I agree, Nothing funny about a ship on fire. The thought of it scares the hell out of me as most ships are unequipped to deal with it anyway. Hence the fire brigade being ferried aboard in the Channel to deal with it by Lifeboats on various occasions.


----------



## rickzek (Aug 28, 2005)

May be i should have used the word strange instead of funny, the point i
was trying to pass on was that some one in a drawing office put a 
fire fighting plan together and thought it would do the job.
The fire on the SOVERIGN was in the lower engine room but the drills were 
carried out several decks above the fire . We all know heat rises and every thing else with it making it imposible to gain entry. Also the fact that the 
engine room was locked down till 0700 or 0800 hrs. This was time waisted as the fire took hold and nothing could be done.Perhaps real fires were not
in the origonal equation .


----------



## Trevor Clements (May 6, 2007)

One other observation. I did spend the final years of my career in Fire and Gas detection, more gas than fire I would be the first to admit. However a constant theme of the survey and engineering phase of such projects in many cases (not all) was the desire by those holding the purse strings to minimise the costs. Quite often recommendations made in the interests of safety were overruled on a cost benefit basis, and it sometimes seemed to us that the decisions were being taken by people with virtually no knowledge of the possible scenarios which could arise or of the chemistry and physics of gases or the propagation of fires.

Trevor.


----------



## rickzek (Aug 28, 2005)

One more thing that day 36 years ago i still remember looking around the sea 
before going down to the fire and thinking how empty it was and would any
one find us. When i came back up it was like being in the pool of London.
Ships of every size from ocean liners to small fishing boats all around us wanting to give assistance. I did not know who they were but now say thanks to all those that stood off ready to assist.


----------



## John Campbell (Aug 30, 2005)

Some of our older members who served in T2s in the 50s will recall the portable fire fighting foam which we were required to use and thank god never had the need. 

We had three fire hoses linked up to a mixing device with a a hopper into which we had to pour cans of dry powder . We got good foam when we eventually assembled this device but there was only one hose and it took a fair amount of time to prepare and start up. 

Later this dry powder was substituted with liquid which was mixed using an educ tor. These 4 gallon cans were stored in the center castle and down aft. The liquid I was led to believe was made from cattle blood etc and smelt like it.
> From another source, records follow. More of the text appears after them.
PR #1304, opened 2021-10-28
Prevent not specified quota values are being set to 0

randomswdev:
Fixes the issue https://github.com/terraform-provider-openstack/terraform-provider-openstack/issues/973

### DIFF
--- a/openstack/resource_openstack_compute_quotaset_v2.go
+++ b/openstack/resource_openstack_compute_quotaset_v2.go
@@ -139,36 +139,64 @@ func resourceComputeQuotasetV2Create(ctx context.Context, d *schema.ResourceData
 	}
 
 	projectID := d.Get("project_id").(string)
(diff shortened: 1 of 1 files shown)


ozerovandrei:

StopMotionCuber:
I'm adapting this provider for our division; from the [docs](https://registry.terraform.io/providers/terraform-provider-openstack/openstack/latest/docs/resources/compute_quotaset_v2) I get the impression that setting not specified quota values to 0 is actually the behavior that is documented, as there is "Note: This resource has all-in creation so all optional quota arguments that were not specified are created with zero value."

Would I be correct that this comment now is outdated for `resource_openstack_compute_quotaset_v2` with this merge?

I still observe the behavior of quota values being set to 0 for `openstack_blockstorage_quotaset_v3` but could work around that by fetching the value before and setting it to the value I just fetched.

I wonder if any fires were ever put out with those devices. 
JC


----------



## James_C (Feb 17, 2005)

John,
Foam mixture is still made from cattle blood/liquidised gizzards etc and even today is either stored in dedicated tanks or in jerrycans with which you use an eductor connect to a special 'branch' and the fire main.


----------



## Nick Balls (Apr 5, 2008)

Really James! I have not seen that type for a good few years!
Im only familiar with the synthetic AFFF Foam and also the Alcohol Resistant variety used as with the carriage of bulk Methanol .

Any thoughts anybody ?


----------



## surfaceblow (Jan 16, 2008)

A little bit of foam goes a long way. The sister ship to the one I was on suffered a foam tank failure dumping one thousand gallons of foam in the after foam room. Most of the foam got into the bilge. The crew started to pump the liquid into empty drums when a unsupervised crew member from the engine department tried to help out by using water to get the dried foam off the bulkheads. The resulting mess required that the helpful person had to be transfered off of the vessel and became my problem for the next few months. (The crew wanted to do bodily harm to this person). 
Later in the year I had the same problem with a fracture in the foam tank. We were able to pump the tank out into empty drums before having the liquid get into the bilge. After the tank repairs the USCG wanted to witness a test of the foam system. The space used for this test was behind the house. From the time the start button was depressed and the valves opened and pressing the stop button as soon as the pumps started the foam filled the deck and overflowed over the fish plate into the water and on the dock. Even with the USCG onboard we had to call the Coast Guard for the foam spill. We left the dock and went to sea to clean the mess up. On returning back to the dock the foam that did not get removed was let to dry and peeled off in sheets.


----------



## James_C (Feb 17, 2005)

Nick Balls said:


> Really James! I have not seen that type for a good few years!
> Im only familiar with the synthetic AFFF Foam and also the Alcohol Resistant variety used as with the carriage of bulk Methanol .
> 
> Any thoughts anybody ?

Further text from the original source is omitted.